### TASK PROMPT
For the data below, work out the number of lines containing the string "dependency" and answer with that number only.

Saved data entries:
· · · · · · ·

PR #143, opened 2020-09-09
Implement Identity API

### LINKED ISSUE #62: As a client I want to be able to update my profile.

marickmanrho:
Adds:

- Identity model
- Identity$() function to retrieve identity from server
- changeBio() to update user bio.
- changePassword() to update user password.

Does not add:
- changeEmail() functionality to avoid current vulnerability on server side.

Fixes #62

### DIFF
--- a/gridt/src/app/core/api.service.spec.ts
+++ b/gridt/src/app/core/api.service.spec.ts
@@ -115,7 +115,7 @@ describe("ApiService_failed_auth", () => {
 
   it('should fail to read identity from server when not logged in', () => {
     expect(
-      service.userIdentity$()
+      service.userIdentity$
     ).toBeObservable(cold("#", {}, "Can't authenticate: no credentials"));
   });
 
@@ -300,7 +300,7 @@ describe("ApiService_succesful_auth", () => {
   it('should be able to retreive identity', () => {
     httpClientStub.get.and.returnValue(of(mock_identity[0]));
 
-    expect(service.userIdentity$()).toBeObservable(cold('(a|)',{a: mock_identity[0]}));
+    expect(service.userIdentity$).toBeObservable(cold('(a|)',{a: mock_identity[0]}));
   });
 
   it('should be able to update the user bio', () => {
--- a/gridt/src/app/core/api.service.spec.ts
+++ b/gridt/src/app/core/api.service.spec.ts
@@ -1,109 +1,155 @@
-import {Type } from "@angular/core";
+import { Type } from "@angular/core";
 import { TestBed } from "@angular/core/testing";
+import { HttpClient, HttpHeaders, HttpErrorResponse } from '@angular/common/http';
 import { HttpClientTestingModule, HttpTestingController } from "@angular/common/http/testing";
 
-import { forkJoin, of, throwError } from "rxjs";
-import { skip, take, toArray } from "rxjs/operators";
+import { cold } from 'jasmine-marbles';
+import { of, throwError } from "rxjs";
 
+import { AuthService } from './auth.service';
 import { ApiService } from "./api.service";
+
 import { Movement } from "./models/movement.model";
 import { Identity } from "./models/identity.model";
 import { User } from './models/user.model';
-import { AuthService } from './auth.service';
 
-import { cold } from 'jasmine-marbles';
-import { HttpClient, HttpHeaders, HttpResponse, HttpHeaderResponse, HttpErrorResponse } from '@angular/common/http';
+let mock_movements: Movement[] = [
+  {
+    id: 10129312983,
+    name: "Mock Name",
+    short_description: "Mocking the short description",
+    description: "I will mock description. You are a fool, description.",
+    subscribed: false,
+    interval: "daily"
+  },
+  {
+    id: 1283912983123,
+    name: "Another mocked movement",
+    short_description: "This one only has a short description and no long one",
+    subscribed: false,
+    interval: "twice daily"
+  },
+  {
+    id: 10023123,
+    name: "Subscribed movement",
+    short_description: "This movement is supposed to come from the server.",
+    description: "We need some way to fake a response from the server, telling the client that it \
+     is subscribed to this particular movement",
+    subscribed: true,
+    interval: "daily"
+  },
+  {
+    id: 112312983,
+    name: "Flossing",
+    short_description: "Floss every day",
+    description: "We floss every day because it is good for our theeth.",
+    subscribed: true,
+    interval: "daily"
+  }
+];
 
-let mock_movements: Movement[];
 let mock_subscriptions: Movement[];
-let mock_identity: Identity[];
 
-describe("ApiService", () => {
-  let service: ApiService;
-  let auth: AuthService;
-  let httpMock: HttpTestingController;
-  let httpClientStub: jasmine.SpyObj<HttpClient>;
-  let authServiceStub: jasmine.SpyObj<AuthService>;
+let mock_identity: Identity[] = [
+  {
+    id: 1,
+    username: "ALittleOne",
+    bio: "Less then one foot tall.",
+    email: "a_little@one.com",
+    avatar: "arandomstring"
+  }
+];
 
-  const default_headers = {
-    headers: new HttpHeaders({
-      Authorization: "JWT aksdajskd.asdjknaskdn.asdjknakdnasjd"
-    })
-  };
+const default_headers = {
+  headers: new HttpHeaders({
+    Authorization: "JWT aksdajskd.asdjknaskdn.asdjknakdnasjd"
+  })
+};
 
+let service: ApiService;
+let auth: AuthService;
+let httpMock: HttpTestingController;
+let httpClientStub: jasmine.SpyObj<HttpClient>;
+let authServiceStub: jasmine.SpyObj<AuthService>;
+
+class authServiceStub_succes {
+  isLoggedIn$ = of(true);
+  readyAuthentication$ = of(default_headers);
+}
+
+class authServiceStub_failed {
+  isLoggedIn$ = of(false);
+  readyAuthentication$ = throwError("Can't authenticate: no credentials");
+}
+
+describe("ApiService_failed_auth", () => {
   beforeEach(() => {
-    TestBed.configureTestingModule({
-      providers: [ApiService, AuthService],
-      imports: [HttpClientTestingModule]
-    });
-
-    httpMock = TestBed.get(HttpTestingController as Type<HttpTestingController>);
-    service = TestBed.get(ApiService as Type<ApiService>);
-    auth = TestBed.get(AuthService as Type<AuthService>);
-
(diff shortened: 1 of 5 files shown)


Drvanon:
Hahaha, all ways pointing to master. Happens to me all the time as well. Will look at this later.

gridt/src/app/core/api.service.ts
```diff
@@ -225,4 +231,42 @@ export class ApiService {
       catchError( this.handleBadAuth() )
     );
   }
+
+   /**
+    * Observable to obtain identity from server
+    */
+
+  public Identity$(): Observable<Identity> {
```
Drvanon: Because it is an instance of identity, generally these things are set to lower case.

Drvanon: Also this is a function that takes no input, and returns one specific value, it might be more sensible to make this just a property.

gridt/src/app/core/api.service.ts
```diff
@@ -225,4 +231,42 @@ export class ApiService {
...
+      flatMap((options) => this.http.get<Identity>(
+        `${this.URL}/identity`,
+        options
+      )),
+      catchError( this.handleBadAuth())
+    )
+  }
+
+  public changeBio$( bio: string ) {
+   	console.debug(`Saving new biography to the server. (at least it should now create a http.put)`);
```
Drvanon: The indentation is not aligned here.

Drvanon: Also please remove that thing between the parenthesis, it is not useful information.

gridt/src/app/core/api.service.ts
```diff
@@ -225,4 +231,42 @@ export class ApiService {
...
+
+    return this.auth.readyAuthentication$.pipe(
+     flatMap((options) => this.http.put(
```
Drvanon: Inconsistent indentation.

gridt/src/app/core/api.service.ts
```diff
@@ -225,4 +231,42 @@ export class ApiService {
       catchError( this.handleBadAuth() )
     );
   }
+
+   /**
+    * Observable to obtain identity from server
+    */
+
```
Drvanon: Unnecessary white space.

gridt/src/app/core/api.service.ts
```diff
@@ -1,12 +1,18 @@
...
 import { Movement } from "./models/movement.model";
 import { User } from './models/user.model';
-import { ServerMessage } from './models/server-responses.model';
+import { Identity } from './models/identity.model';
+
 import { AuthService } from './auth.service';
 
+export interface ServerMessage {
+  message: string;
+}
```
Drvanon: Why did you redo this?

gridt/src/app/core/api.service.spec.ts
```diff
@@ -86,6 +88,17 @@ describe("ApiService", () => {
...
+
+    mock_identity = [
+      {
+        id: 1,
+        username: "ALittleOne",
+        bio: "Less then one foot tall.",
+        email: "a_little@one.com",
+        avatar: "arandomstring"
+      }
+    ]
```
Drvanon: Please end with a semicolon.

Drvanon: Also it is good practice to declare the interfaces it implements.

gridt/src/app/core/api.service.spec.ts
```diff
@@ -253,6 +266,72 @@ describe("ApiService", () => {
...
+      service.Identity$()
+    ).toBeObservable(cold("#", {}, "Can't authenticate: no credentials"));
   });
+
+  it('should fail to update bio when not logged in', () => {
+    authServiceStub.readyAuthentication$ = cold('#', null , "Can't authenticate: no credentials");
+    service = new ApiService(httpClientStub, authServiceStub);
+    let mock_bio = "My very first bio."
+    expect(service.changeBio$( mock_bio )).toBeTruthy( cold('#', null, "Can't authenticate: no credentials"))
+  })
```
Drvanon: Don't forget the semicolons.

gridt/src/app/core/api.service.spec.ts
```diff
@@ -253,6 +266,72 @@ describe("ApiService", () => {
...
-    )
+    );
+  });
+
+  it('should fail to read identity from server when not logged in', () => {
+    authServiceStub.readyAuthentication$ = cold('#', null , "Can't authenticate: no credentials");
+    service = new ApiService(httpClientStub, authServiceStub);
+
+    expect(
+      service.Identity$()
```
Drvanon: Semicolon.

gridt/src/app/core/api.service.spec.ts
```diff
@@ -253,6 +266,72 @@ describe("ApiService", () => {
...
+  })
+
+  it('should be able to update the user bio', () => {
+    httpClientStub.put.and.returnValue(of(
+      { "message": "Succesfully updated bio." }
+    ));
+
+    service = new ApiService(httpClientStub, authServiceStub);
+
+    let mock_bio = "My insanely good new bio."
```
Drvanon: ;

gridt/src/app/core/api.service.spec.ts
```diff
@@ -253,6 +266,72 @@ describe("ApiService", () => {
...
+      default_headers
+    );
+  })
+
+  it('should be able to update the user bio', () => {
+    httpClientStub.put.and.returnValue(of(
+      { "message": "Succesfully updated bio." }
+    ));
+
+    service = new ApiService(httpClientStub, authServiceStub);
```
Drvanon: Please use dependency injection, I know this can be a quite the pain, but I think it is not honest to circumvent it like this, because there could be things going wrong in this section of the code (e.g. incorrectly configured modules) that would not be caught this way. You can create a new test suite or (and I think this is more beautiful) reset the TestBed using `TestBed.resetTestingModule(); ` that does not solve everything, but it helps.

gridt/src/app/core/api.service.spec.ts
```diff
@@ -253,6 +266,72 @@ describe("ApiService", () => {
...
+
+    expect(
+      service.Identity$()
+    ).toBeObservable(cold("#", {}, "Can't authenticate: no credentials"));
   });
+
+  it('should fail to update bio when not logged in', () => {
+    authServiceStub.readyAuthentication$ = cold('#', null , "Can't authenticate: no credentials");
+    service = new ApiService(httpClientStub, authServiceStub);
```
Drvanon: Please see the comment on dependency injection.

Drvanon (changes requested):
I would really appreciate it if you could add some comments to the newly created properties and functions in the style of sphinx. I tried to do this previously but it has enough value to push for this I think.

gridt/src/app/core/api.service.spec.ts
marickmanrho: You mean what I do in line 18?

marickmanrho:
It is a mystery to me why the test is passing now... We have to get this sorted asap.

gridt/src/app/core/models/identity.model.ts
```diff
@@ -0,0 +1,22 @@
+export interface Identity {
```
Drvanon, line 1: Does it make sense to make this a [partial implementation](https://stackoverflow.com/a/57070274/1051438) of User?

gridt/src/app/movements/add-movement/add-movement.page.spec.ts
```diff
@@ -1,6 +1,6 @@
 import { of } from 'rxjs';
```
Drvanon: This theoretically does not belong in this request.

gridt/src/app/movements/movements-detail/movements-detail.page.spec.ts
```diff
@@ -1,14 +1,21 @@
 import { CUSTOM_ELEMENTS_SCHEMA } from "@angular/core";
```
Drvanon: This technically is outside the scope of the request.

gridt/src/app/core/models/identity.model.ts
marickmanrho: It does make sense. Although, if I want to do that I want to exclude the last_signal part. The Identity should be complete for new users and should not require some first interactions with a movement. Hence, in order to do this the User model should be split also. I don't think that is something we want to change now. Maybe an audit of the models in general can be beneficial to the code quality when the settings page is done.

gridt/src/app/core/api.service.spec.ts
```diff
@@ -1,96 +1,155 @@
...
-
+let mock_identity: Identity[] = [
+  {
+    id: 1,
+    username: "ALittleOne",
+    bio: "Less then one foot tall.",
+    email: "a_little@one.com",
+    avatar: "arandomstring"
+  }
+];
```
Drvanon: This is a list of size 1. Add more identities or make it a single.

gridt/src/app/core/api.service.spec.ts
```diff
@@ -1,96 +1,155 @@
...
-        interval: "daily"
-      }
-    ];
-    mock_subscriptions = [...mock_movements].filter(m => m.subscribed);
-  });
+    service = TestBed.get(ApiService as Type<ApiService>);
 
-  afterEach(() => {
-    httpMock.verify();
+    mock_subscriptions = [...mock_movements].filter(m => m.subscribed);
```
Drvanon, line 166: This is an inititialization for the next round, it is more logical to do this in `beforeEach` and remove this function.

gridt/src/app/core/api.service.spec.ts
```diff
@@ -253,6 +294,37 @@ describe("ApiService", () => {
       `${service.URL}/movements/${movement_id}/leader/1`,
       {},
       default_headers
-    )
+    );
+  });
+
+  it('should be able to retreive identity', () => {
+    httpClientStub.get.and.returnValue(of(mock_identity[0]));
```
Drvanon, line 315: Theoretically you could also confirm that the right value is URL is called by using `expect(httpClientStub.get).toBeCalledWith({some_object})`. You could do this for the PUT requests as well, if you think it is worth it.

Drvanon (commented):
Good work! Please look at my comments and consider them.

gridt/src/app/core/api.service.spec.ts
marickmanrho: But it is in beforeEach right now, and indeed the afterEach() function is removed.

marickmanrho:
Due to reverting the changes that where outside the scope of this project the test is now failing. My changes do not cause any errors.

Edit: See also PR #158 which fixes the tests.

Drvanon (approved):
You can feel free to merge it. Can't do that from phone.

· · · · · · ·

### EXERCISE SOLUTION
2